[Stored items]

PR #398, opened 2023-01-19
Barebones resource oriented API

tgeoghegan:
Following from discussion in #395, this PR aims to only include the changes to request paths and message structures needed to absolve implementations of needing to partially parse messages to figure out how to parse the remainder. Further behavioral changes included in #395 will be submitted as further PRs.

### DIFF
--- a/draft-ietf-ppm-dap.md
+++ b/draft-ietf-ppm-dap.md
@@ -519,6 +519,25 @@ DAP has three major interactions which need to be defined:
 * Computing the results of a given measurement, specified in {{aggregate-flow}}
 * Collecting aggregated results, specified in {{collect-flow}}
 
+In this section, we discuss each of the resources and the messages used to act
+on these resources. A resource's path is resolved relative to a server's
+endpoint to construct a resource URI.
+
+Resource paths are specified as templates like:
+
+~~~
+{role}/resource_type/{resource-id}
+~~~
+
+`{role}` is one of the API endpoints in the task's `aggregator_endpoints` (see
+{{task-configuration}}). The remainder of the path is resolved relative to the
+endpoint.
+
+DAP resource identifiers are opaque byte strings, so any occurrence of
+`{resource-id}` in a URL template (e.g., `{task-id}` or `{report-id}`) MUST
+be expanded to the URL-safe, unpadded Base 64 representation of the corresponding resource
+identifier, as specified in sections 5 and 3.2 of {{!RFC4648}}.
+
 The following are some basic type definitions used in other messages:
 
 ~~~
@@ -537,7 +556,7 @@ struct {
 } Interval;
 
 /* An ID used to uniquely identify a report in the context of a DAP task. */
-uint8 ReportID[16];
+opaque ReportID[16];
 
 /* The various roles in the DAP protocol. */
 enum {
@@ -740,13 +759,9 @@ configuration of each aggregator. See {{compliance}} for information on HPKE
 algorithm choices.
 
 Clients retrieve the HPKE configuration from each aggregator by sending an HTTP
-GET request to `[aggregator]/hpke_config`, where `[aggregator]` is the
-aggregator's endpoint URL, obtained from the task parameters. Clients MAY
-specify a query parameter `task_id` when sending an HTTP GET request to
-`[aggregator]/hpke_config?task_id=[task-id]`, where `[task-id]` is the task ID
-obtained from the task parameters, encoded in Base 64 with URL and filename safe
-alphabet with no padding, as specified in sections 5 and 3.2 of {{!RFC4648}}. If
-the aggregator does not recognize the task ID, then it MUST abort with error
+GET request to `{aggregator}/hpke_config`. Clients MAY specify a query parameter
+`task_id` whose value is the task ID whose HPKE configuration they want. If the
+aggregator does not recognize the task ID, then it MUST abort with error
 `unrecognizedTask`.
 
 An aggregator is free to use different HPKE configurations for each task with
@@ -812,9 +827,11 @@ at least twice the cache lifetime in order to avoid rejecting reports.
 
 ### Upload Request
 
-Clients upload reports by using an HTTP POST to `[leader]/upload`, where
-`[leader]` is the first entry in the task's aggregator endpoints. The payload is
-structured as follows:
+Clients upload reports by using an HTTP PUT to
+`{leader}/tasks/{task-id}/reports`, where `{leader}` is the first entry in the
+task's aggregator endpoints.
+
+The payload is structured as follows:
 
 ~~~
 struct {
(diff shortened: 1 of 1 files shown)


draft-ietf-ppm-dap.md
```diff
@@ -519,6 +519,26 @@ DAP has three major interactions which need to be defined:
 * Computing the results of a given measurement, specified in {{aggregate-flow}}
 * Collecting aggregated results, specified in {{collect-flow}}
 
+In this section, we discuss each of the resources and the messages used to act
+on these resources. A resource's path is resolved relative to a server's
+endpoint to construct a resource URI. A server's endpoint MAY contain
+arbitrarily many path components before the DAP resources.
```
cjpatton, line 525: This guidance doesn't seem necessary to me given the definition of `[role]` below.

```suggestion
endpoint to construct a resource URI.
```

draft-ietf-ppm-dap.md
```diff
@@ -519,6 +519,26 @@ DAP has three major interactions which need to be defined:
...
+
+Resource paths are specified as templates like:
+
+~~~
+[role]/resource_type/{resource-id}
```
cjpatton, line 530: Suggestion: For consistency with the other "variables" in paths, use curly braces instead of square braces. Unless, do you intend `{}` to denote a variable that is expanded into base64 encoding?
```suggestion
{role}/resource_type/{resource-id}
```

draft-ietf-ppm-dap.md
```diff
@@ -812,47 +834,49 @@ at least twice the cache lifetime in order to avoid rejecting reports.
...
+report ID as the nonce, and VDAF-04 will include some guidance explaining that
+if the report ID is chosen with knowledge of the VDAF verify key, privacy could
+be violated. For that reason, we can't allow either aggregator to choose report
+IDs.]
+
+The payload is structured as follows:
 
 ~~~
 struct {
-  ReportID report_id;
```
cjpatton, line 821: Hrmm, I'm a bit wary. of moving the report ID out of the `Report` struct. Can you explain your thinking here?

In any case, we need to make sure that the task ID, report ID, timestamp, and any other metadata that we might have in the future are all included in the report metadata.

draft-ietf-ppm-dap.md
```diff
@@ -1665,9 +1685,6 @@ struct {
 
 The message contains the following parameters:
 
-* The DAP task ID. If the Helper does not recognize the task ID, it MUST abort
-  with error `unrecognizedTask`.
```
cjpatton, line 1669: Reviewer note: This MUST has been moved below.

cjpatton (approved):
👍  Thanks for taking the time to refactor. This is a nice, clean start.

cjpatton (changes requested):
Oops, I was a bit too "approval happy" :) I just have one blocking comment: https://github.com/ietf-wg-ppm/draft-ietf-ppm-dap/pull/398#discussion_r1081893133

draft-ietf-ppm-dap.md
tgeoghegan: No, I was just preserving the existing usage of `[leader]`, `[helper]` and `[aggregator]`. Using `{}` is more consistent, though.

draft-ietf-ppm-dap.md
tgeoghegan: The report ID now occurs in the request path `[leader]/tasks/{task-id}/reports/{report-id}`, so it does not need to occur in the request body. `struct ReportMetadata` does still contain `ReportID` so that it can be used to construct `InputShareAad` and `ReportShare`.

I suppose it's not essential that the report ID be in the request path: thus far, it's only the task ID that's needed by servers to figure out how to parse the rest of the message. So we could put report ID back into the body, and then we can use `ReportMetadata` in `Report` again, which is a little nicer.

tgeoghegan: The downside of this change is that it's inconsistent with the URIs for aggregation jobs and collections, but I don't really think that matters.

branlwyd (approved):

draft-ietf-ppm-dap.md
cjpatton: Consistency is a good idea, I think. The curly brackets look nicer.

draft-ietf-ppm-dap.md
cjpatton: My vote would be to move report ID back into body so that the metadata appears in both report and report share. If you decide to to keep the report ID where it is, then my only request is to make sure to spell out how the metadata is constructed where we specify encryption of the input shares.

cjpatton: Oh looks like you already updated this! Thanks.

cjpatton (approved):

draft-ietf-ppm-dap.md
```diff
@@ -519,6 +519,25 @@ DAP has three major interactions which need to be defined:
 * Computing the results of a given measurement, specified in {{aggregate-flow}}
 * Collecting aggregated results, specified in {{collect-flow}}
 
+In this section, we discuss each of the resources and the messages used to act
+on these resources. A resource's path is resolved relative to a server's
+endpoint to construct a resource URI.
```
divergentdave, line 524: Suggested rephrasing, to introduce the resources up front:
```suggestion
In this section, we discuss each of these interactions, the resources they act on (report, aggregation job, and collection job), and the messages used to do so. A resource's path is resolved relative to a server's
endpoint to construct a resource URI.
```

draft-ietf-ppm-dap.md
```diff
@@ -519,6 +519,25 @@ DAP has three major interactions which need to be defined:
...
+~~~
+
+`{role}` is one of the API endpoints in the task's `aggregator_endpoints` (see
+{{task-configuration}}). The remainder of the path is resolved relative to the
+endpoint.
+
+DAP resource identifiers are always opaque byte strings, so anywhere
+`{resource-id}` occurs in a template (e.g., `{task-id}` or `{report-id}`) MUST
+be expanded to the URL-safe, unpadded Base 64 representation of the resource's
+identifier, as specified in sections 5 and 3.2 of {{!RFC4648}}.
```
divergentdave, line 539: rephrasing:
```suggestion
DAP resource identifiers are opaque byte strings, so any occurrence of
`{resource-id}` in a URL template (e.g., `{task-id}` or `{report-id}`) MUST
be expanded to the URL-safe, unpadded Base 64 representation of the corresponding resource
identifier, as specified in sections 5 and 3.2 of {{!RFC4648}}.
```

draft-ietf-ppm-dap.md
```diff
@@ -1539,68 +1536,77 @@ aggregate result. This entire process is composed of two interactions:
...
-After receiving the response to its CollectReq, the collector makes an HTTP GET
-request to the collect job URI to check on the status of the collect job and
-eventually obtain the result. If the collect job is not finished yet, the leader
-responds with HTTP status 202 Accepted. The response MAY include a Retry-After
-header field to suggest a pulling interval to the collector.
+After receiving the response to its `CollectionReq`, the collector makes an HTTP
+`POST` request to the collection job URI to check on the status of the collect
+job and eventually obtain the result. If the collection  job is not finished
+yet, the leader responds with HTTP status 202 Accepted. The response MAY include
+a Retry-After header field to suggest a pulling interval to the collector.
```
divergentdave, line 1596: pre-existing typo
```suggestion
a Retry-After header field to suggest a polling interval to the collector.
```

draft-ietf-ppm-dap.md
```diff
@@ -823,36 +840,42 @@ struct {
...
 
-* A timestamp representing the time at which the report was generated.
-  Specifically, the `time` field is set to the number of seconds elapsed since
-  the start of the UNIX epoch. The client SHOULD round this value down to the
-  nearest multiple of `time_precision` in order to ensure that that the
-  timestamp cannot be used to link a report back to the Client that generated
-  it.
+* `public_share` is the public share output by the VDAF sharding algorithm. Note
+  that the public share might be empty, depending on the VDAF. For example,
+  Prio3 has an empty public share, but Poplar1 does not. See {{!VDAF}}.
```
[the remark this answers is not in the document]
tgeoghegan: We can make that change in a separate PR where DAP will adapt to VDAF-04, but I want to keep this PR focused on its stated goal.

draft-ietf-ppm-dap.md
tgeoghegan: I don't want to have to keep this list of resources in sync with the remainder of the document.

= Directions =
Please report all lines in the entries where "twice" appears.

= Solved problem =
@@ -812,9 +827,11 @@ at least twice the cache lifetime in order to avoid rejecting reports.
@@ -812,47 +834,49 @@ at least twice the cache lifetime in order to avoid rejecting reports.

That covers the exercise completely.